Print exactly what the entries say, line by line, from the first line down to the one with "gdams, line 12: Is", inclusive.

+===+

PR #111971, opened 2021-10-02
Update cloudapp from 6.5.2,2245 to 6.6.0,2271

ghost:

### DIFF
--- a/Casks/cloudapp.rb
+++ b/Casks/cloudapp.rb
@@ -8,7 +8,7 @@ cask "cloudapp" do
   homepage "https://www.getcloudapp.com/"
 
   livecheck do
-    url "https://d2plwz9jdz9z5d.cloudfront.net/mac/latest/appcast.xml"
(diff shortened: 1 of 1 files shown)


zsoltion:
@miccal It seems like the appcast is behind (the website downloads an even older version). Can we still just merge it in?

bevanjkay:
> @miccal It seems like the appcast is behind (the website downloads an even older version). Can we still just merge it in?

The livecheck exists to ensure that we are providing the correct version from upstream. The appcast is the only place I can find a reference upstream to a specific version, so we will need to use that unless you can provide an alternative location to use for livecheck.

gdams:
According to https://downloads.getcloudapp.com/mac/latest/CloudApp.zip I get `6.5.3` (yet another version)?

zsoltion:
I'm not sure, that's what's running on my computer, but in that case, let's wait until it shows up again on the update server.

PR #112066, opened 2021-10-04
Update imagej to 1.53

takameron:

### DIFF
--- a/Casks/imagej.rb
+++ b/Casks/imagej.rb
@@ -17,5 +17,13 @@ cask "imagej" do
   desc "Image Processing and Analysis in Java"
   homepage "https://imagej.nih.gov/ij/index.html"
 
+  livecheck do
+    url "https://imagej.nih.gov/ij/download.html"
+    strategy :page_match do |page|
+      match = page.match(%r{href=.*?/ij(\d+)(\d+)(\d+)[._-]osx[._-]arm[._-]java\d+\.zip}i)
+      "#{match[1]}.#{match[2]}#{match[3]}"
+    end
+  end
+
   app "ImageJ.app"
 end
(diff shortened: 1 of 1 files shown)


Casks/imagej.rb
```diff
@@ -1,15 +1,29 @@
...
+
+  if Hardware::CPU.intel?
+    sha256 "4093259645569f5dc04ef5576a5f54ab878c0923f48c03b866f5d56f2edc078f"
+
+    url "https://wsr.imagej.net/distros/osx/ij#{version.no_dots}-osx-java8.zip",
+        verified: "wsr.imagej.net/distros/osx/"
+  else
+    sha256 "e464760174af0bcff7849db6e12090a4cbb1b0a1897a71dc1a999855d6e22e98"
+
+    url "https://wsr.imagej.net/distros/osx/ij#{version.no_dots}-osx-arm-java13.zip",
```
gdams, line 12: Is there a reason that Zulu 13 was chosen to be bundled here? Java 13 is unsupported upstream anymore?

takameron: [The download page](https://imagej.nih.gov/ij/download.html) only listed Java 13 bundles. However, Java 8 bundles are also [distributed](http://wsr.imagej.net/distros/osx/). Should I choose the one that bundles Java 8?

bevanjkay: @takameron We should distribute the version provided by upstream, which in this case look like the preference is the java13 variant as seen on [the download page](https://imagej.nih.gov/ij/download.html).

I would like to have a quick look at the livecheck block before merging.

bevanjkay:
Thanks @takameron

PR #112079, opened 2021-10-04
Update maciasl.rb

naveenkrdy:

### DIFF
--- a/Casks/maciasl.rb
+++ b/Casks/maciasl.rb
@@ -7,11 +7,6 @@ cask "maciasl" do
   desc "ACPI Machine Language (AML) compiler and IDE"
   homepage "https://github.com/acidanthera/MaciASL"
 
-  livecheck do
-    url :url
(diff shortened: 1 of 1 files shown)


bevanjkay:
@naveenkrdy The `:github_latest` livecheck strategy is only required in instances that the standard `:git` strategy isn't suitable. When the source url is from GitHub we can omit the livecheck stanza as it is inferred.

https://docs.brew.sh/Brew-Livecheck#general-guidelines

naveenkrdy:
> @naveenkrdy The `:github_latest` livecheck strategy is only required in instances that the standard `:git` strategy isn't suitable. When the source url is from GitHub we can omit the livecheck stanza as it is inferred.
> 
> [docs.brew.sh/Brew-Livecheck#general-guidelines](https://docs.brew.sh/Brew-Livecheck#general-guidelines)

thanks for the heads up.

PR #112101, opened 2021-10-05
Add IBM Semeru Cask

mbarbero:
I've verified that:

- [x] `brew audit --cask semeru-jdk-open` is error-free.
- [x] `brew style --fix semeru-jdk-open` reports no offenses.

- [x] `brew audit --new-cask semeru-jdk-open` worked successfully.
- [x] `brew install --cask semeru-jdk-open` worked successfully.
- [x] `brew uninstall --cask semeru-jdk-open` worked successfully.

### DIFF
--- a/Casks/semeru-jdk-open.rb
+++ b/Casks/semeru-jdk-open.rb
@@ -16,7 +16,7 @@ cask "semeru-jdk-open" do
     end
   end
 
-  pkg "ibm-semeru-open-jdk_x64_mac_#{version.before_comma}_#{version.after_comma}.pkg"
+  pkg "ibm-semeru-open-jdk_x64_mac_#{version.before_comma.tr("+", "_")}_#{version.after_comma}.pkg"
 
   uninstall pkgutil: "net.ibm-semeru-open.#{version.major}.jdk"
 end
--- a/Casks/semeru-jdk-open.rb
+++ b/Casks/semeru-jdk-open.rb
@@ -2,35 +2,22 @@ cask "semeru-jdk-open" do
   version "16.0.2+7,openj9-0.27.0"
   sha256 "151dfbf918682663e28187ed3b59b06e8c5c8ad39f57dada42612aa8290e8977"
 
-  version_before_plus = version.before_comma.sub(/\+\d+/, "")
-  version_after_plus = version.before_comma.sub(/^[^+]+\+/, "")
-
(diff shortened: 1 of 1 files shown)


bevanjkay:
Ping @samford - Can you please have a look at the livecheck here?

mstoodle:
Note that the JDK binary file names use underscore rather than plus (even though the directory name uses plus rather than underscore). So `16.0.2+7` is used in the directory name (because URLs can handle + as %2B) but `16.0.2_7` is used in the file name (because not all file systems can handle + in the file name). I believe that's the reason for the failed CI test.

samford (changes requested):

Casks/semeru-jdk-open.rb
```diff
@@ -0,0 +1,22 @@
...
+
+  url "https://github.com/ibmruntimes/semeru#{version.major}-binaries/releases/download/jdk-#{version.before_comma}_#{version.after_comma}/ibm-semeru-open-jdk_x64_mac_#{version.before_comma.tr("+", "_")}_#{version.after_comma}.pkg",
+      verified: "github.com/ibmruntimes/semeru#{version.major}-binaries/"
+  name "IBM Semeru Runtime (JDK) Open Edition"
+  desc "Production-ready JDK with the OpenJDK class libraries and the Eclipse OpenJ9 JVM"
+  homepage "https://developer.ibm.com/languages/java/semeru-runtimes"
+
+  livecheck do
+    url "https://developer.ibm.com/languages/java/semeru-runtimes/downloads"
+    regex(%r{["'][^"']*ibm-semeru-open-jdk_x64_mac[._-](\d+(?:[._]\d+)+)[._-](.+)\.pkg["']}i)
```
samford, line 13:
```suggestion
    regex(/["'][^"']*ibm-semeru-open-jdk_x64_mac[._-](\d+(?:[._]\d+)+)[._-](.+)\.pkg["']/i)
```

I had originally included a `/` in the regex but forgot to switch this back to the `/.../` regex syntax after removing it.

bevanjkay:
Thanks @samford for your help here.

@gdams This looks good to go now for me. We can dismiss the notability audit, because the repo is only used to distribute the binaries.

mbarbero:
Thank you @samford, @bevanjkay, and @gdams for your help with this one! I've learned a lot!

> And BTW: SUPER thanks for putting this pull request together! We would be very happy to have the Semeru runtime available as a cask (I'm keen to install it myself :) ).

@mstoodle, you're welcome. I was missing it for myself as well ;)

PR #112116, opened 2021-10-05
Update leapp from 0.7.2 to 0.7.3

deiga:
Created with brew bump-cask-pr.

Change URL determining logic to match multi-url reality


gdams:
This change seems kinda awkward to me (I understand the problem it solves). Is it worth us asking if the leapp developers will just create the versioned URL path when they release a new version?

deiga:
Filed upstream issue https://github.com/Noovolari/leapp/issues/179

PR #112117, opened 2021-10-05
paper: add desc+livecheck+depends_on

neutric:

### DIFF
--- a/Casks/paper.rb
+++ b/Casks/paper.rb
@@ -9,7 +9,7 @@ cask "paper" do
 
   livecheck do
     url :homepage
-    regex(/["'][^"']*pap.er[._-]v?(\d+(?:\.\d+)+)\.dmg["']/i)
+    regex(/["'][^"']*pap\.er[._-]v?(\d+(?:\.\d+)+)\.dmg["']/i)
   end
 
   depends_on macos: ">= :el_capitan"
--- a/Casks/paper.rb
+++ b/Casks/paper.rb
@@ -4,7 +4,16 @@ cask "paper" do
 
   url "http://paperimg.meiyuan.in/pap.er_v#{version}.dmg"
   name "Paper"
+  desc "Live wallpaper app"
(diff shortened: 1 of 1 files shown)


Casks/paper.rb
```diff
@@ -4,8 +4,16 @@
 
   url "http://paperimg.meiyuan.in/pap.er_v#{version}.dmg"
   name "Paper"
+  desc "Live wallpaper app"
   homepage "https://paper.meiyuan.in/"
 
+  livecheck do
+    url :homepage
+    regex(/["'][^"']*pap\.er[._-]v?(\d+(?:\.\d+)+)\.dmg["']/i)
```
bevanjkay, line 12: @neutric I modified the regex slightly to be better anchored to the start and end of the area we are looking to capture. It also isn't necessary to use `strategy :page_match` as it is the default.

Casks/paper.rb
```diff
@@ -4,8 +4,16 @@
...
+  end
+
+  depends_on macos: ">= :el_capitan"
```
bevanjkay, line 15: @neutric According to the `info.plist` file in `pa.per.app` it should support back to Yosemite. Where did you find information about the minimum version?

```
	<key>LSMinimumSystemVersion</key>
	<string>10.10</string>
```

neutric: The homepage says "macOS X 10.11 or higher version" at the very bottom.

bevanjkay (approved):

Casks/paper.rb
neutric: @bevanjkay Thanks for the modification! Regarding ```strategy :page_match```: the documentation on the [livecheck](https://docs.brew.sh/Cask-Cookbook#stanza-livecheck) stanza might need some rewording then. It currently says 

> a livecheck should specify which strategy should be used to extract the version

whereas the documentation on [brew livecheck](https://docs.brew.sh/Brew-Livecheck) says
> Only use strategy when it’s necessary.

PR #112140, opened 2021-10-06
leapp 0.7.3

miccal:


bevanjkay:
@miccal There is still an upstream issue here that the previous version is not available using the same URL syntax

curl https://asset.noovolari.com/latest/Leapp-0.7.2.dmg
```
<Error><Code>AccessDenied</Code><Message>Access Denied</Message><RequestId>PFBDMVGMCAFR039N</RequestId><HostId>u7d4QCk8hqxZ9+WKAXmm8WyHQXHBMGT4A6siF26wQGsQ/73o1LF2uOXt5r9acsOf/burOIhMupY=</HostId></Error>%  
```

So the cask whenever a new release is published, until the version bump occurs.

deiga:
@miccal Should the documentation be changed to not reference `url do` blocks?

+===+

» **Finished task**
PR #111971, opened 2021-10-02
Update cloudapp from 6.5.2,2245 to 6.6.0,2271

ghost:

### DIFF
--- a/Casks/cloudapp.rb
+++ b/Casks/cloudapp.rb
@@ -8,7 +8,7 @@ cask "cloudapp" do
   homepage "https://www.getcloudapp.com/"
 
   livecheck do
-    url "https://d2plwz9jdz9z5d.cloudfront.net/mac/latest/appcast.xml"
(diff shortened: 1 of 1 files shown)


zsoltion:
@miccal It seems like the appcast is behind (the website downloads an even older version). Can we still just merge it in?

bevanjkay:
> @miccal It seems like the appcast is behind (the website downloads an even older version). Can we still just merge it in?

The livecheck exists to ensure that we are providing the correct version from upstream. The appcast is the only place I can find a reference upstream to a specific version, so we will need to use that unless you can provide an alternative location to use for livecheck.

gdams:
According to https://downloads.getcloudapp.com/mac/latest/CloudApp.zip I get `6.5.3` (yet another version)?

zsoltion:
I'm not sure, that's what's running on my computer, but in that case, let's wait until it shows up again on the update server.

PR #112066, opened 2021-10-04
Update imagej to 1.53

takameron:

### DIFF
--- a/Casks/imagej.rb
+++ b/Casks/imagej.rb
@@ -17,5 +17,13 @@ cask "imagej" do
   desc "Image Processing and Analysis in Java"
   homepage "https://imagej.nih.gov/ij/index.html"
 
+  livecheck do
+    url "https://imagej.nih.gov/ij/download.html"
+    strategy :page_match do |page|
+      match = page.match(%r{href=.*?/ij(\d+)(\d+)(\d+)[._-]osx[._-]arm[._-]java\d+\.zip}i)
+      "#{match[1]}.#{match[2]}#{match[3]}"
+    end
+  end
+
   app "ImageJ.app"
 end
(diff shortened: 1 of 1 files shown)


Casks/imagej.rb
```diff
@@ -1,15 +1,29 @@
...
+
+  if Hardware::CPU.intel?
+    sha256 "4093259645569f5dc04ef5576a5f54ab878c0923f48c03b866f5d56f2edc078f"
+
+    url "https://wsr.imagej.net/distros/osx/ij#{version.no_dots}-osx-java8.zip",
+        verified: "wsr.imagej.net/distros/osx/"
+  else
+    sha256 "e464760174af0bcff7849db6e12090a4cbb1b0a1897a71dc1a999855d6e22e98"
+
+    url "https://wsr.imagej.net/distros/osx/ij#{version.no_dots}-osx-arm-java13.zip",
```
gdams, line 12: Is there a reason that Zulu 13 was chosen to be bundled here? Java 13 is unsupported upstream anymore?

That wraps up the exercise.